_Record excerpts:_
= = = = = = =

PR #502, opened 2020-10-11
rework discovery of pip installed version

ZeroPointEnergy:
I ran across an issue when attempting to create a system wide installation with a package manager that the version could not be identified correctly.

This patch reworks the version discovery and used the importlib_metadata library to find the installed version (https://importlib-metadata.readthedocs.io/en/latest/using.html#using). This is part of python >=3.8, so it is only temporarily a new dependency.

To find the latest version I just made a direct request to the pypi API, which is probably also what pip does, just that we don't have to parse the CLI output and get an easy to parse json.


ZeroPointEnergy:
Fixed the formatting issue. Had to redo the whole commit, could not get git to preserve the content of the merge commit on a rebase for some reason. Sorry

k9ert:
Always a pleasure to merge a PR which removes more code than it creates :-).

Issue #492, opened 2020-10-08
Improvements for reverse-proxy setups


max302:
Hello, 

I've been trying my hand at integrating specterd into BTCPayServer, I'm almost there but I've run into a bind with regards to the reverse proxy setup. 

The is probably a very hacky way of working this out with a complex setup of URI rewrites within NGINX, but I'm guessing that as adoption increases, other people will run into my problem. 

The problem itself is that linking to external resources (images, stylesheets) seems to be inconsistent, which breaks proxy actions; some are linked with trailing slashes, some are not. Here's an example:

icon.png in div `footer` (does not work): 
`<img src="/static/img/icon.png" style="width: 35px;">`

icon.png in div `messages` (works):
`<img src="static/img/icon.png" width="40px" style="vertical-align: top; margin-right: 20px;">`

I see a few ways of fixing this, but since I'm not familiar with Workzeug, I thought I'd run it by you guys. 

1. Fix the markup to use relative links for all resources
2. Configure Workzeug to serve the application at a specific base URI, which would reflect what I'm trying to use in BTCPayServer. (domain.com/specter -> 0.0.0.0:/specter/)
3. Document a full list of endpoints and asset locations to help people with their proxy setups. 

My docker image is [https://github.com/max302/specter-docker](url). I'm using the specterd binaries. 

Let me know what sounds like the simplest/best, hopefully I can help out and propose a PR.

k9ert:
Can you please have a look here:
https://github.com/cryptoadvance/specter-desktop/pull/504

Would that help here as well?

max302:
This is exactly what I need, @kexkey's use case is almost identical to mine!

PR #504, opened 2020-10-11
Support for url context paths

Kexkey:
Hi guys, first of all this is an awesome project!  Thanks for your amazing work!

I'm not a Python dev, so I did my best here but not sure it's the best solution and am relying on you to make it better.

I've been working on integrating Specter to Cyphernode.  The problem I was facing was Specter doesn't support having a non-root context path.

If we run a reverse proxy in front of specter with a url path forward (X-Forwarded-Prefix), we have problems.  For example, when my specter instance is running at `https://mydomain/specter/`, the application will replace the URLs with `https://mydomain/`.

In this PR, I use Werkzeug's ProxyFix middleware to do the context path substitutions.  I had to change several references to URLs in the app so it uses `url_for` instead of absolute paths, as well of course as to add the WSGI middleware to the Flask app object.

The tests passed and I made a Trezor work with a remote instance running behind a proxy (`https://whatever/specter`).  I didn't change the local hwibridge instance's url path (`./specterd --hwibridge`) because I assumed it would always run locally... but maybe it would be a nice to have.

Let me know if it makes sense and if there's a better way to do it.  I'll be happy to learn and change the PR.  Thanks again!


k9ert:
Hey, thank you very much for this PR, that really sounds very reasonable. I'm personally a cyphernode fan and tested it for some time, although i'm not using it, it's very good to have something like that for bigger-business-requirements. Thank you for that project as well!
I think we need to manually test that PR a bit better, give me some more time and i'm sure i have feedback or can merge it until end of the week.

k9ert:
BTW, cyphernode is mostly built from docker-containers, right? Have a look at the excellent work which weforked here:
https://github.com/cryptoadvance/docker-specter-desktop

https://hub.docker.com/r/cryptoadvance/specter-desktop

Kexkey:
Hi @k9ert!  Awesome, I understand that it needs some time to check everything, since the URLs this PR affect are all over the place.  :)  I couldn't myself test everything because I don't have everything needed to do so.

Thanks for the kind words about Cyphernode, it's very appreciated!  Yes, Cyphernode is fully dockerized (except the installer, of course!).  I wrote my own Dockerfile for Specter, based on Alpine.  The Alpine images are usually lighter than other OS images.  It works pretty well.  I build all the Cyphernode images for amd64, arm32 and arm64 (using Docker's manifests) and make sure all is compatible.  I also made a glibc-based Alpine image to avoid using musl, when needed.  Sometimes challenging, but it gives smaller image footprint (RAM and disk space).  I'll push the Dockerfile this week and let you know so you can have a look... it's straight forward though.

BTW did you try using the USB ports from Docker on Mac?  Not sure it's possible without using VirtualBox...

Maybe we should move this conversation somewhere else if you want :)

Kexkey:
BTW I'm looking at your docker image and it's very good!!  Good work!!  Hi-Five!!

max302:
Critical support for this PR on my part. This would fix issue #492 and also allow easy integration to BTCPayServer.

k9ert:
Merged, thank you very much again! Awesome PR.

k9ert:
> allow easy integration to BTCPayServer.

@max302  can you elaborate on that part? How would this improve integration with btc-pay-server?

PR #510, opened 2020-10-13
Bugfixes/479

### LINKED ISSUE #479: 0.8.1 upper case address cause exception.
I am getting exceptions "KeyError :  BC1....."   when trying to create a unsigned transaction.  If I lower case the address first it works fine. 

I am scanning from Samurai wallet.

k9ert:
fixes #479


k9ert:
Yeah, should have known that. Only bech32-addresses are case insensitive.
https://en.bitcoin.it/wiki/Address
Removed the intrusive part and only fixing the key-error.

stepansnigirev (approved):

PR #514, opened 2020-10-14
Hot wallet advanced configurations

ben-kaufman:
This PR adds some more advanced configurations for using Bitcoin Core hot wallet, including:

- BIP39 passphrase support (close #490)
- Custom derivation paths support (close #498)
- Custom range for import of addresses (Bitcoin Core 0.21 should make it obsolete, eventually...)
- Allow adding more keys to an existing hot wallet.
- Improves terminology to distinguish between wallet file encryption password and BIP39 passphrase.

PR #521, opened 2020-10-16
add support for non-hardened derivation for hot storage

stepansnigirev:
using rpc to convert private key to public key.
should help with #514


ben-kaufman (approved):
Awesome, tested with http://iancoleman.io/bip39/ , works great

PR #524, opened 2020-10-17
fix for proper namespace package cryptoadvance

k9ert:
In #69 we have created the proper layout and infrastructure to do pip-releases. We decided to have "cryptoadvance.specter" as the package name and used src/cryptoadvance/specter as the directory-layout in order to maybe later have other packages within the namespace "cryptoadvance".

However, i didn't properly did this as a "namespace" package. The [dot is fine](https://www.python.org/dev/peps/pep-0423/#use-a-single-name) for the package-name but for a proper [native namespace-package](https://packaging.python.org/guides/packaging-namespace-packages/) we need to remove the __init__.py from the cryptoadvance-package and help the setup-procedure a bit with finding the package.

Not doing that results in the inability to have any other subpackage below "cryptoadvance". I've tested this on a clean checkout and the package-creation (and installation in a virtualenv) works.

### DIFF
--- a/setup.py
+++ b/setup.py
@@ -1,6 +1,6 @@
 from glob import glob
 
-from setuptools import find_packages, setup
+from setuptools import find_namespace_packages, setup
 
 with open("requirements.txt") as f:
     install_reqs = f.read().strip().split("\n")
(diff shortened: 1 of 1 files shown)


stepansnigirev:
tested, works. merging.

= = = = = = =

_Activity:_
Going from the line that contains "from glob import glob" to the last line of the records, reproduce every line as written.

_Solution to this exercise:_
 from glob import glob
 
-from setuptools import find_packages, setup
+from setuptools import find_namespace_packages, setup
 
 with open("requirements.txt") as f:
     install_reqs = f.read().strip().split("\n")
(diff shortened: 1 of 1 files shown)


stepansnigirev:
tested, works. merging.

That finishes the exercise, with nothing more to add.